In October 2011, the Advisory Committee on Immunization Practices (ACIP) first recommended the routine administration of a tetanus, diphtheria, and acellular pertussis vaccine (Tdap) during pregnancy as a strategy to protect infants from pertussis (also known as whooping cough). This recommendation applied to women previously unvaccinated with Tdap and specified the optimal vaccination time as late second or third trimester (after 20 weeks' gestation). By vaccinating pregnant women, infants, who are at highest risk for mortality and morbidity from pertussis, gain passive immunity from maternal antibodies transferred to them in utero. Since this recommendation was made, little has been published on the percentage of women receiving Tdap during pregnancy. In Michigan, Medicaid pays for costs of pregnancy for approximately 40% of births. Infants enrolled in Medicaid are a particularly vulnerable population; in Michigan, their all-cause mortality is higher than that of privately insured infants. To assess vaccination coverage among pregnant women enrolled in a publicly funded insurance program in Michigan, Medicaid administrative claims data and statewide immunization information system data for mothers of infants born during November 2011-February 2013 were analyzed. This report describes the results of that analysis, which indicated that only 14.3% of these women received Tdap during pregnancy, with rates highest (17.6%) among non-Hispanic, non-Arab whites and lowest (6.8%) among Arab women. Vaccination was related to maternal age and gestational age at birth, but not to adequacy of prenatal care. In 2013, recognizing the importance of Tdap for every pregnancy, ACIP revised its guidelines to include a Tdap dose during every pregnancy. Ensuring that all infants receive the protection against pertussis afforded by maternal vaccination will require enhanced efforts to vaccinate pregnant women.
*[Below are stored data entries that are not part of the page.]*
PR #292, opened 2025-09-17
feat: cross-platform flock on filestore

Benehiko:
This patch adds support for cross-platform file locks including a recovery pattern for stale locks. 

It behaves as follows:

- It uses standard OS APIs to create an advisory lock on a temporary file. 
- The file gets truncated to update its last modification time.
- If the file is still locked and the modification time was more than 30 seconds ago, it will be removed and re-created (at least on Unix systems it can. On Windows it will fail).
- tryLock has retry logic, and will retry for a max of 100ms starting at 10ms delays and exponentially waiting longer between retries.
- attemptLock only retries once more after a successful recovery
- any errors on recovery will abort attemptLock


store/posixage/flock.go
```diff
@@ -0,0 +1,127 @@
...
+
+var (
+	ErrLockUnsuccessful   = errors.New("store is locked")
+	ErrUnlockUnsuccessful = errors.New("could not unlock store")
+)
+
+const lockFileName = ".posixage.lock"
+
+// unlockFunc is the callback function returned by [lockFile]
+// it should always be called inside a defer.
```
joe0BAB: alternatively we could remove the comment and use an internal package to make sure implementation details that shouldn't be used separately can't be used separately by design

Benehiko: they are already internal to the posixage package

store/posixage/flock.go
```diff
@@ -0,0 +1,127 @@
...
+		return nil, err
+	}
+	// truncate to update the modtime to signal to other processes that the
+	// current lock is valid so they don't attempt a recovery on it.
+	_ = fl.Truncate(0)
+
+	return sync.OnceValue(func() error {
+		return unlockFile(fl)
+	}), nil
+}
```
joe0BAB:
```suggestion
func attemptLock(ctx context.Context, root *os.Root, exclusive bool) (unlockFunc, error) {
	var fl *os.File
	for {
		var err error
		fl, err = openFile(root)
		if err != nil {
			return nil, err
		}
		if err := tryLockFile(ctx, fl, exclusive); err != nil {
			break
		}
		if errors.Is(err, context.DeadlineExceeded) || errors.Is(err, context.Canceled) {
			// maybe there's a better way to guarantee we don't end in an infinite loop?
			return nil, err
		}

		// lock was unsuccessful so let's retry
		if recoverErr := recoverLock(root, fl); recoverErr != nil {
			// return on recovery failed.
			// perhaps the file is still locked and not older than 30 seconds?
			// maybe a permission error prevented it from being removed?
			return nil, errors.Join(err, filterRecoverError(recoverErr))
		}
	}

	// truncate to update the modtime to signal to other processes that the
	// current lock is valid so they don't attempt a recovery on it.
	_ = fl.Truncate(0)

	return sync.OnceValue(func() error {
		return unlockFile(fl)
	}), nil
}
```
why not just use a for loop?

store/posixage/flock.go
```diff
@@ -0,0 +1,127 @@
...
+// 30 seconds. This assumes no valid process would hold the lock that long.
+func attemptLock(ctx context.Context, root *os.Root, exclusive bool) (unlockFunc, error) {
+	fl, err := openFile(root)
+	if err != nil {
+		return nil, err
+	}
+
+	lockCtx, lockCtxCancel := context.WithTimeout(ctx, time.Millisecond*100)
+	defer lockCtxCancel()
+	err = tryLockFile(lockCtx, fl, exclusive)
```
joe0BAB:
```suggestion
	err = tryLockFile(lockCtx, fl, exclusive)
```
why not push that down into `tryLockFile`?

store/posixage/flock_unix.go
```diff
@@ -0,0 +1,56 @@
...
+			return false, err
+		}
+		return true, nil
+	}, backoff.WithBackOff(ep))
+	if err != nil {
+		return errors.Join(ErrLockUnsuccessful, err)
+	}
+
+	return nil
+}
```
joe0BAB:
```suggestion
func tryLockFile(ctx context.Context, f *os.File, exclusive bool) error {
	lockCtx, lockCtxCancel := context.WithTimeout(ctx, time.Millisecond*100)
	defer lockCtxCancel()
	
	ep := backoff.NewExponentialBackOff()
	ep.InitialInterval = time.Millisecond * 10
	ep.MaxInterval = time.Millisecond * 100
	_, err := backoff.Retry(lockCtx, func() (bool, error) {
		if err := lockFile(f, exclusive); err != nil {
			return false, err
		}
		return true, nil
	}, backoff.WithBackOff(ep))
	if err != nil {
		return errors.Join(ErrLockUnsuccessful, err)
	}

	return nil
}

func lockFile(f *os.File, exclusive bool) error {
	flag := unix.LOCK_NB
	if exclusive {
		flag |= unix.LOCK_EX
	} else {
		flag |= unix.LOCK_SH
	}

	if err := unix.Flock(int(f.Fd()), flag); err != nil {
		return errors.Join(ErrLockUnsuccessful, err)
	}
	return nil
}
```

Why not simplify this further and only make doing the actual file lock OS specific but keep the `tryLockFile` with backoff logic the same across OS?

store/posixage/flock.go
joe0BAB: I meant instead of stating in a comment how this should be used (and more importantly where not), you could enforce it by creating a folder `store/posixage/internal/flock` and then in `flock.go` properly export `AttemptLock`. Then, only `store/posixage` would be able to import/use `AttemptLock` and any internal stuff strictly remains internal to flock.go

store/posixage/flock_unix.go
Benehiko: that was what attemptLock was before we changed it and pushed the backoff stuff out of it :sweat_smile:

store/posixage/flock.go
Benehiko: we only want to retry once more if a recovery was possible, not multiple times over.

store/posixage/internal/flock/flock.go
```diff
@@ -0,0 +1,148 @@
...
+	defer lockCtxCancel()
+
+	ep := backoff.NewExponentialBackOff()
+	ep.InitialInterval = time.Millisecond * 10
+	ep.MaxInterval = time.Millisecond * 100
+	_, err := backoff.Retry(lockCtx, func() (bool, error) {
+		if err := lockFile(f.Fd(), exclusive); err != nil {
+			return false, err
+		}
+		return true, nil
```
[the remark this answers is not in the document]
Benehiko: you trying to gaslight me, hmm?

joe0BAB (approved):

PR #294, opened 2025-09-17
feat(daemon): setup OTEL

### LINKED ISSUE #290: OTEL setup
When running the engine daemon as standalone binary, it should be able to pick up / integrate with an existing OTEL setup.
That means two things:
* reading the OTEL endpoint from an ENV
* setting up metric/trace providers in the engine main so that internal OTEL metrics get properly send to that endpoint

joe0BAB:
Implements #290 : 
* `EndpointFromEnv` is a helper function to read the OTEL endpoint ENV
* `InitializeOTel` can be used to wire up OTEL (for now it only has grpc support, http can be added later)
* use both in the standalone engine daemon


x/telemetry/otel.go
```diff
@@ -0,0 +1,154 @@
...
+		k, v, ok := strings.Cut(kv, "=")
+		if !ok {
+			continue
+		}
+		if strings.HasPrefix(k, "OTEL_") && strings.HasSuffix(k, "ENDPOINT") {
+			return v
+		}
+	}
+
+	return ""
```
Benehiko: don't we know these environment variable names beforehand? couldn't we hardcode them to an array and then fetch them from the env using os.Getenv?

x/telemetry/otel.go
```diff
@@ -0,0 +1,154 @@
...
+	if err != nil {
+		otel.Handle(fmt.Errorf("invalid otel endpoint '%s': %s", endpoint, err))
+		return "", false
+	}
+
+	var secure bool
+	switch u.Scheme {
+	// TODO: add support for OTEL endpoints through sockets
+	// case "unix":
+	//	endpoint = unixSocketEndpoint(u)
```
Benehiko, line 129: that's possible?

joe0BAB: yes, eg docker CLI supports it, that's how I know

But not sure if we actually want that too here.

x/telemetry/otel.go
joe0BAB: I think this is a leftover from testing different things locally. It's just one ENV: `OTEL_EXPORTER_OTLP_ENDPOINT`

I'll remove it

Benehiko (approved):

PR #307, opened 2025-10-15
feat(injector): container create rewriter

### LINKED ISSUE #306: secrets in environment variables

joe0BAB:
Implements #306 

Adds a new module `injector` that exports `ContainerCreateRewriter` which is a "rich" secrets engine client that resolves ENVs as specified in #306 into actual secrets.

The code is split into the resolve logic (`resolver`) and the code that maps it into the `container.CreateRequest` as defined from `github.com/docker/docker/api/types/container`. This allows to more easily re-use the resolve logic for other mappers (we'll need a slightly different mapper for NRI later).


injector/injector.go
```diff
@@ -0,0 +1,100 @@
...
+		if err != nil {
+			if !errors.Is(err, secrets.ErrNotFound) {
+				r.logger.Errorf("resolving ENV %s to secret: %s", key, err)
+			}
+			return "", nil
+		}
+		if len(result) == 0 {
+			return "", nil
+		}
+		return string(result[0].Value), nil
```
Benehiko: this is duplicated below

```suggestion
```

Benehiko: we can instead rely on a bool e.g. `isLegacyMode = true` to not return an error etc.

injector/injector.go
```diff
@@ -0,0 +1,100 @@
...
+	return &resolver{
+		logger:   logger,
+		resolver: c,
+	}, nil
+}
+
+func (r *resolver) resolveENV(ctx context.Context, key, value string) (string, error) {
+	if key == "" {
+		return "", errors.New("key is required")
+	}
```
Benehiko: is an empty check necessary? 
Can we just do:

```go
var id secrets.ID
if value != "" {
    // parse value 
} else {
    // parse key
}

```

injector/injector.go
```diff
@@ -0,0 +1,100 @@
...
+			return "", nil
+		}
+		if len(result) == 0 {
+			return "", nil
+		}
+		return string(result[0].Value), nil
+	}
+	if !strings.HasPrefix(value, prefix) {
+		return value, nil
+	}
```
Benehiko: this should be the first line I think.

Operations in order:
1. Check for `value.HasPrefix("se://")`
2. Fallback to legacy mode if `value == ""` parse key
3. Could not do 1 or 2, just return value.

injector/injector.go
```diff
@@ -0,0 +1,100 @@
...
+	return &ContainerCreateRewriter{r: resolver}, nil
+}
+
+func (r *ContainerCreateRewriter) ContainerCreateRequestRewrite(ctx context.Context, req *container.CreateRequest) error {
+	if req.Config == nil {
+		return nil
+	}
+	var resolvedEnvList []string
+	for _, env := range req.Env {
+		key, val, _ := strings.Cut(env, "=")
```
Benehiko, line 107: what happens if the cut failed? e.g. `found = false`.

joe0BAB: it's not failing, the bool value just indicates if `env` contains `=` or not (cf docs)

Benehiko: i meant - _should we fail if it doesn't contain an `=`_?

joe0BAB: it's not on us to validate that here so would just aim to be robust against it. Right now though we would convert a  missing "=" into adding one. I guess maybe we should not do that then?

joe0BAB: I'll change accordingly

injector/injector.go
```diff
@@ -0,0 +1,127 @@
...
+	var err error
+	switch {
+	case value == "":
+		pattern, err = secrets.ParsePattern(key)
+		if err != nil {
+			r.logger.Printf("%s has no value but is not a valid secret ID (%s) -> cannot resolve", key, err)
+			return "", nil
+		}
+	case strings.HasPrefix(value, prefix):
+		pattern, err = secrets.ParsePattern(strings.TrimPrefix(value, prefix))
```
Benehiko: you can _always_ trim the prefix (if no prefix exists, it returns the string unchanged).

Instead we could do an if which sets a variable that can be used in ParsePattern.

e.g.
```go
v := value
if v == "" {
    v = key
}
pattern, err := secrets.ParsePattern(strings.TrimPrefix(v, prefix))
```

injector/injector.go
```diff
@@ -0,0 +1,127 @@
...
+			r.logger.Errorf("resolving ENV %s to secret: %s", key, err)
+		}
+		return "", withNoErrLegacyFallback(err)
+	}
+
+	if len(result) == 0 {
+		return "", withNoErrLegacyFallback(secrets.ErrNotFound)
+	}
+
+	return string(result[0].Value), nil
```
Benehiko, line 86: are we not going to sort by provider alphabetically?

joe0BAB: let's start simple with first match from whatever the engine gives us (right now the engine already sorts plugins alphabetically, that's what I meant when we discussed about it)

injector/injector.go
joe0BAB: we still in addition need an early return but agree, let's do both then as it simplifies readability a lot

Benehiko (approved):
LGTM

2011年10月,免疫实践咨询委员会(ACIP)首次建议在孕期常规接种破伤风、白喉和无细胞百日咳疫苗(Tdap),作为保护婴儿预防百日咳(又称小儿咳嗽)的一项策略。该建议适用于之前未接种过Tdap的女性,并将最佳接种时间指定为孕晚期第二个或第三个月(妊娠20周后)。通过为孕妇接种疫苗,百日咳死亡和发病风险最高的婴儿可在子宫内从母体抗体中获得被动免疫。自该建议发布以来,关于孕期接种Tdap的女性比例的相关报道较少。在密歇根州,医疗补助计划支付了约40%分娩的孕期费用。参加医疗补助计划的婴儿是一个特别脆弱的群体;在密歇根州,他们的全因死亡率高于有私人保险的婴儿。为评估密歇根州参加公共资助保险计划的孕妇的疫苗接种覆盖率,分析了2011年11月至2013年2月期间出生婴儿母亲的医疗补助管理索赔数据和全州免疫信息系统数据。本报告描述了该分析结果,结果表明这些女性中只有14.3%在孕期接种了Tdap,其中非西班牙裔、非阿拉伯白人的接种率最高(17.6%),阿拉伯女性的接种率最低(6.8%)。疫苗接种与产妇年龄和出生时的孕周有关,但与产前护理是否充分无关。2013年,认识到每次孕期接种Tdap的重要性,ACIP修订了其指南,将每次孕期接种一剂Tdap纳入其中。要确保所有婴儿都能获得母体接种疫苗所提供的百日咳防护,就需要加大对孕妇接种疫苗的力度。